Estimated population:100 patients (50 for each of the two groups of treatment)
Study Framework: In this study, patients suffering from metastatic colorectal cancer and
submitted to therapy with panitumumab would be enrolled. According to indications,
panitumumab would be used:
in first line combined with Folfox or Folfiri;
in second line combined with Folfiri or treatments containing Irinotecan
in monotherapy in any therapeutic line in patients resistant to Fluoropyrimidines,
Oxaliplatin and Irinotecan or intolerant to these drugs.
Standard schedules of these treatments would be used.

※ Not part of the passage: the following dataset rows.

PR #423, opened 2021-03-19
GUI themes and improvements 

parar020100:
- Made new structure for GUI themes
  - Themes are configured in lua files 
  - Themes can inherit each other.
  - Subolders and filenames are now confiigurable, structure is up to creator
  - Animated textures are now supported
  - Split frames from icons
    - Added frame types configurable for buttons
    - Frame type is specified by 2 numbers; default and clicked versions 
    - 0 = normal (blue), 1 = on (green), 2 = off (red)
- Replaced default theme with a better one, with HD and better aligned (symmetrical) frames
- Added new "Transparent" theme, which is also cool
- For buttons without icons (with text only), centred the text and made it completely readable.
  - Re-added text only theme, which doesn't look bad any more
- Made possible to specify button order in the hexagonal layouts
  - Renamed "Console" back to "Virtual Console"
  - Added button order for menu and virtual console
- Fixed titlebar's button offsets so that they never intersect
- Made "Destination" button open popup from 3D screen 
- Renamed "Destination" screen button to "Coordinates" without renaming the actual screen
- Moved third person and manual destination select into main menu from the virtual console
- Added icons for "TARDIS Status" custom screen
- Fixed bug which allowed to press invisible buttons near screen sides
- Fixed bug of pressing one button while trying to press another (by increasing offset between the buttons)
- Fixed bug: arrows appeared on settings screen after pressing "back"


parar020100:
P.S. CheckGuiTheme() is a blank function on purpose, will change soon, but now let's keep it this way so that there's no need to redo the block

lua/tardis/sh_visgui_themes.lua
```diff
@@ -0,0 +1,93 @@
+TARDIS.visgui_themes={}
+
+local theme_basefolder = "materials/vgui/tardis-themes/"
+
+local function CheckGUITheme(theme)
+	return true
```
MattJeanes: What's the purpose of this bit?

MattJeanes (approved):
I've made a few changes of myself you can check out and fixed a few issues introduced in this PR but otherwise looks great, nice work!

PR #426, opened 2021-03-20
Redecoration enhancements, spawnmenu context options, sequence conditions

francodml:
## Sequence conditions
Sequences can now define an "evaluator" function. If this function returns false explicitly, the sequence can't run.

This is also reflected on the highlighted control tips.

## Spawnmenu icons context menu
TARDIS icons now have a context menu. So far it allows you to set your preferred interior, as well as the interior used for redecoration.

## Redecoration enhancements
Mostly internal, redecor now uses TARDIS:SpawnTARDIS instead of manually creating the entity. Along with this the conditions allowing for redecoration have been tweaked, and a hook has been added (``ShouldRedecorate``)


MattJeanes (approved):
Great stuff!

This is a phase-II, randomized, double-blind study between experimental prophylactic
treatment with Lycopene vs placebo:
- Treatment A - lycopene tablets 20 mg
- Treatment B - placebo tablets
Patients should take orally Lycopene/placebo after dinner (to promote its absorption),
starting the day before the beginning of treatment with panitumumab for the entire duration
of the therapy, until progression of the disease or definitive drug suspension for toxicity.
Objectives of the study
Primary objective: to assess the effectiveness of lycopene versus placebo in reducing skin
toxicity induced by panitumumab in patients treated for metastatic colorectal carcinoma.
Secondary objective: to assess lycopene pharmacokinetics
Exploratory objectives: to assess lycopene effectiveness versus placebo in increasing
panitumumab effectiveness in terms of Disease Control (DC), Objective Response (OR) and
Stabilisation of the Disease (SD). To assess lycopene effectiveness versus placebo in
increasing panitumumab effectiveness in terms of Progression Free Survival (PFS).
As far as randomization is concerned, the two groups will be balanced according to sex,
therapeutic line and institution in which patients will be treated.